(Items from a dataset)

PR #651, opened 2024-08-05
fix(bitswap): increase timeout to ensure hole punching completes

2color:
## What's in this PR

This PR increases the Bitswap connection timeout from 5 seconds to 10 seconds. This is based on testing that shows that when one of the peers is behind NAT and holepunching is necessary, it can take a little bit over 5 seconds only for hole punching to succeed. 

Hole punching slowness will be handled independently in https://github.com/libp2p/go-libp2p/issues/2898. 

This issue aims to prevent bitswap connection timeouts that would otherwise succeed, if given a higher connection timeout. Increasing the timeout appears to be an effective workaround based on some testing.

Based on https://github.com/ipfs/go-bitswap/pull/477/files, it appears that the 5 second timeout was an arbitrary starting that was picked in 2021, prior to which there was no time out. [Here's the source of the suggestion of a 5 second timeout](https://github.com/ipfs/kubo/issues/7972#issuecomment-824327775).


bitswap/network/ipfs_impl.go
```diff
@@ -28,7 +28,7 @@ import (
 
 var log = logging.Logger("bitswap/network")
 
-var connectTimeout = time.Second * 5
+var connectTimeout = time.Second * 10
```
lidel, line 31: With https://github.com/libp2p/go-libp2p/pull/2907 being the default in [go-libp2p 0.36](https://github.com/ipfs/ipfs-desktop/releases/tag/v0.36.0),  we probably could remove this timeout, but maybe aligning with stream timeout from that PR is safer. 

@aschmahmann @gammazero any concerns if we bump this to 15, to match modern timeouts in go-libp2p?

FYSA in latest go-libp2p, both Dial and NewStream have default timeouts of 15s:
https://github.com/libp2p/go-libp2p/blob/v0.36.0/p2p/net/swarm/swarm.go#L28-L36


```suggestion
var connectTimeout = time.Second * 15
```

lidel (changes requested):

bitswap/network/ipfs_impl.go
lidel: With https://github.com/libp2p/go-libp2p/pull/2907 being the default in [go-libp2p 0.36](https://github.com/ipfs/ipfs-desktop/releases/tag/v0.36.0),  we probably could remove this timeout, but maybe aligning with stream timeout from that PR is safer. 


FYSA in latest go-libp2p, both Dial and NewStream have default timeouts of 15s:
https://github.com/libp2p/go-libp2p/blob/v0.36.0/p2p/net/swarm/swarm.go#L28-L36

lidel:
Triage note:
- decided to remove timeout and rely on default upstream ones introduced in https://github.com/libp2p/go-libp2p/pull/2907

lidel (approved):
After some spelunking we realized this timeout is no longer necessary, refactored this PR to reflect that. LGTM.

go-libp2p now has implicit ones for both Dial and NewStream:
https://github.com/libp2p/go-libp2p/blob/v0.36.1/p2p/net/swarm/swarm.go#L28-L36

(With https://github.com/libp2p/go-libp2p/pull/2907 being the default in [go-libp2p 0.36](https://github.com/ipfs/ipfs-desktop/releases/tag/v0.36.0), we have implicit timeout of 15s on stream as well)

■ **TASK STATEMENT**
All entries should be transcribed verbatim.

■ **OUTPUT FOR THIS EXERCISE**
PR #651, opened 2024-08-05
fix(bitswap): increase timeout to ensure hole punching completes

2color:
## What's in this PR

This PR increases the Bitswap connection timeout from 5 seconds to 10 seconds. This is based on testing that shows that when one of the peers is behind NAT and holepunching is necessary, it can take a little bit over 5 seconds only for hole punching to succeed. 

Hole punching slowness will be handled independently in https://github.com/libp2p/go-libp2p/issues/2898. 

This issue aims to prevent bitswap connection timeouts that would otherwise succeed, if given a higher connection timeout. Increasing the timeout appears to be an effective workaround based on some testing.

Based on https://github.com/ipfs/go-bitswap/pull/477/files, it appears that the 5 second timeout was an arbitrary starting that was picked in 2021, prior to which there was no time out. [Here's the source of the suggestion of a 5 second timeout](https://github.com/ipfs/kubo/issues/7972#issuecomment-824327775).


bitswap/network/ipfs_impl.go
```diff
@@ -28,7 +28,7 @@ import (
 
 var log = logging.Logger("bitswap/network")
 
-var connectTimeout = time.Second * 5
+var connectTimeout = time.Second * 10
```
lidel, line 31: With https://github.com/libp2p/go-libp2p/pull/2907 being the default in [go-libp2p 0.36](https://github.com/ipfs/ipfs-desktop/releases/tag/v0.36.0),  we probably could remove this timeout, but maybe aligning with stream timeout from that PR is safer. 

@aschmahmann @gammazero any concerns if we bump this to 15, to match modern timeouts in go-libp2p?

FYSA in latest go-libp2p, both Dial and NewStream have default timeouts of 15s:
https://github.com/libp2p/go-libp2p/blob/v0.36.0/p2p/net/swarm/swarm.go#L28-L36


```suggestion
var connectTimeout = time.Second * 15
```

lidel (changes requested):

bitswap/network/ipfs_impl.go
lidel: With https://github.com/libp2p/go-libp2p/pull/2907 being the default in [go-libp2p 0.36](https://github.com/ipfs/ipfs-desktop/releases/tag/v0.36.0),  we probably could remove this timeout, but maybe aligning with stream timeout from that PR is safer. 


FYSA in latest go-libp2p, both Dial and NewStream have default timeouts of 15s:
https://github.com/libp2p/go-libp2p/blob/v0.36.0/p2p/net/swarm/swarm.go#L28-L36

lidel:
Triage note:
- decided to remove timeout and rely on default upstream ones introduced in https://github.com/libp2p/go-libp2p/pull/2907

lidel (approved):
After some spelunking we realized this timeout is no longer necessary, refactored this PR to reflect that. LGTM.

go-libp2p now has implicit ones for both Dial and NewStream:
https://github.com/libp2p/go-libp2p/blob/v0.36.1/p2p/net/swarm/swarm.go#L28-L36

(With https://github.com/libp2p/go-libp2p/pull/2907 being the default in [go-libp2p 0.36](https://github.com/ipfs/ipfs-desktop/releases/tag/v0.36.0), we have implicit timeout of 15s on stream as well)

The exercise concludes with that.